_TASK BRIEF_:
Your answer must be every record below, written out exactly as it appears.

_Stored records_:
=== Begin Enclosure ===

PR #6034, opened 2022-09-12
JWT time check with 2 minutes threshold.

isoos:
- renamed method to `isTimely`
- token test uses only a 1-minute threshold, regular backend uses 2-minutes threshold - let's increase it only if we need to
- added `schedule` to the event names in token test (when it is triggered from cron)

### DIFF
--- a/app/lib/service/openid/jwt.dart
+++ b/app/lib/service/openid/jwt.dart
@@ -214,9 +214,8 @@ class JwtPayload extends UnmodifiableMapView<String, dynamic> {
   ///
   /// Returns `false` if the current timestamp is outside of the allowed range.
   /// If the timestamp is missing, we treat it as if it were expired/invalid.
-  bool isTimely({DateTime? now, Duration? threshold}) {
+  bool isTimely({DateTime? now, Duration threshold = Duration.zero}) {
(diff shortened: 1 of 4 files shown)


app/lib/service/openid/jwt.dart
```diff
@@ -214,30 +214,26 @@ class JwtPayload extends UnmodifiableMapView<String, dynamic> {
...
     bool isABeforeB(String name, DateTime? a, DateTime? b) {
       if (a == null || b == null) {
-        // TODO: remove debug message after the appropriate difference threshold is selected.
-        print('$name is missing.');
+        _logger.info('JWT does not have "$name" field.');
         return false;
       }
       if (a.isBefore(b) || a == b) {
         return true;
       }
```
jonasfj, line 228: Don't have two kinds of comparisons.

Just do:
```dart
return a.add(threshold).isBefore(b);
```

jonasfj: Having multiple comparisons, means that we'll have more code flows... and more options for flipping `<` with `>` and making a mistake. Let's keep it simple.

jonasfj (approved):

PR #6047, opened 2022-09-15
Prevent concurrent updates in NameTracker recent scans.

isoos:


sigurdm (commented):
It seems we are implementing a lot of reusable logic here...
Could we lean on neat_periodic_task to do the scheduling?

isoos:
> Could we lean on neat_periodic_task to do the scheduling

That is more about cluster-wide scheduling, this is about in-isolate coordination, but maybe I'm wrong.

sigurdm:
> That is more about cluster-wide scheduling, this is about in-isolate coordination, but maybe I'm wrong.

Ah - Ok I get it. We have to do this on every instance. Not once per deployment...
I guess we can go ahead with this, still I think the coordinating logic could be factored out somehow. Maybe using neat_periodic_task but with an in-memory backing (the default: https://github.com/google/dart-neats/blob/master/neat_periodic_task/lib/neat_periodic_task.dart#L160).

jonasfj (approved):

PR #6051, opened 2022-09-15
Single task blob index

jonasfj:


pkg/_pub_shared/lib/data/task_api.dart
```diff
@@ -9,50 +9,37 @@ part 'task_api.g.dart';
...
-/// This gives us some atomicity when uploading results, until the dartdoc index
-/// file is uploaded, we will keep using the old dartdoc blob file.
+/// It is important that the [blob] is uploaded before the [index], and that the
+/// contents of the index references the given [blobId]. The filename of [index]
+/// is static, while the filename of the [blob] is the randomized [blobId].
+/// This ensures that if two workers uploading results of the same package, then
+/// both will be able to upload the [blob] file, but when they upload the
+/// [index] file, one will overwrite the other. Thus, by encoding the [blobId]
+/// in [index] we ensure consistency. Using the mismatching [index]/[blob] when
+/// reading data is bound to yield garbage.
```
isoos, line 19: Note: is there a way in which we can prevent ourselves to misuse the blobId when reading the data?

isoos (approved):

pkg/_pub_shared/lib/data/task_api.dart
jonasfj: What do you mean?

PR #6056, opened 2022-09-16
Increase search cache TTL to 5 minutes.

isoos:


sigurdm:
What is the current TTL?

Do we have an estimate of how this will affect our redis memory usage? We are already using a sizable amount of our capacity.

isoos:
current TTL: 1 minute

> Do we have an estimate of how this will affect our redis memory usage? We are already using a sizable amount of our capacity.

Not sure, and we don't really have any breakdown on which part of the cache is taking how much memory. :(

jonasfj (approved):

=== End Enclosure ===

_TASK ANSWER_:
PR #6034, opened 2022-09-12
JWT time check with 2 minutes threshold.

isoos:
- renamed method to `isTimely`
- token test uses only a 1-minute threshold, regular backend uses 2-minutes threshold - let's increase it only if we need to
- added `schedule` to the event names in token test (when it is triggered from cron)

### DIFF
--- a/app/lib/service/openid/jwt.dart
+++ b/app/lib/service/openid/jwt.dart
@@ -214,9 +214,8 @@ class JwtPayload extends UnmodifiableMapView<String, dynamic> {
   ///
   /// Returns `false` if the current timestamp is outside of the allowed range.
   /// If the timestamp is missing, we treat it as if it were expired/invalid.
-  bool isTimely({DateTime? now, Duration? threshold}) {
+  bool isTimely({DateTime? now, Duration threshold = Duration.zero}) {
(diff shortened: 1 of 4 files shown)


app/lib/service/openid/jwt.dart
```diff
@@ -214,30 +214,26 @@ class JwtPayload extends UnmodifiableMapView<String, dynamic> {
...
     bool isABeforeB(String name, DateTime? a, DateTime? b) {
       if (a == null || b == null) {
-        // TODO: remove debug message after the appropriate difference threshold is selected.
-        print('$name is missing.');
+        _logger.info('JWT does not have "$name" field.');
         return false;
       }
       if (a.isBefore(b) || a == b) {
         return true;
       }
```
jonasfj, line 228: Don't have two kinds of comparisons.

Just do:
```dart
return a.add(threshold).isBefore(b);
```

jonasfj: Having multiple comparisons, means that we'll have more code flows... and more options for flipping `<` with `>` and making a mistake. Let's keep it simple.

jonasfj (approved):

PR #6047, opened 2022-09-15
Prevent concurrent updates in NameTracker recent scans.

isoos:


sigurdm (commented):
It seems we are implementing a lot of reusable logic here...
Could we lean on neat_periodic_task to do the scheduling?

isoos:
> Could we lean on neat_periodic_task to do the scheduling

That is more about cluster-wide scheduling, this is about in-isolate coordination, but maybe I'm wrong.

sigurdm:
> That is more about cluster-wide scheduling, this is about in-isolate coordination, but maybe I'm wrong.

Ah - Ok I get it. We have to do this on every instance. Not once per deployment...
I guess we can go ahead with this, still I think the coordinating logic could be factored out somehow. Maybe using neat_periodic_task but with an in-memory backing (the default: https://github.com/google/dart-neats/blob/master/neat_periodic_task/lib/neat_periodic_task.dart#L160).

jonasfj (approved):

PR #6051, opened 2022-09-15
Single task blob index

jonasfj:


pkg/_pub_shared/lib/data/task_api.dart
```diff
@@ -9,50 +9,37 @@ part 'task_api.g.dart';
...
-/// This gives us some atomicity when uploading results, until the dartdoc index
-/// file is uploaded, we will keep using the old dartdoc blob file.
+/// It is important that the [blob] is uploaded before the [index], and that the
+/// contents of the index references the given [blobId]. The filename of [index]
+/// is static, while the filename of the [blob] is the randomized [blobId].
+/// This ensures that if two workers uploading results of the same package, then
+/// both will be able to upload the [blob] file, but when they upload the
+/// [index] file, one will overwrite the other. Thus, by encoding the [blobId]
+/// in [index] we ensure consistency. Using the mismatching [index]/[blob] when
+/// reading data is bound to yield garbage.
```
isoos, line 19: Note: is there a way in which we can prevent ourselves to misuse the blobId when reading the data?

isoos (approved):

pkg/_pub_shared/lib/data/task_api.dart
jonasfj: What do you mean?

PR #6056, opened 2022-09-16
Increase search cache TTL to 5 minutes.

isoos:


sigurdm:
What is the current TTL?

Do we have an estimate of how this will affect our redis memory usage? We are already using a sizable amount of our capacity.

isoos:
current TTL: 1 minute

> Do we have an estimate of how this will affect our redis memory usage? We are already using a sizable amount of our capacity.

Not sure, and we don't really have any breakdown on which part of the cache is taking how much memory. :(

jonasfj (approved):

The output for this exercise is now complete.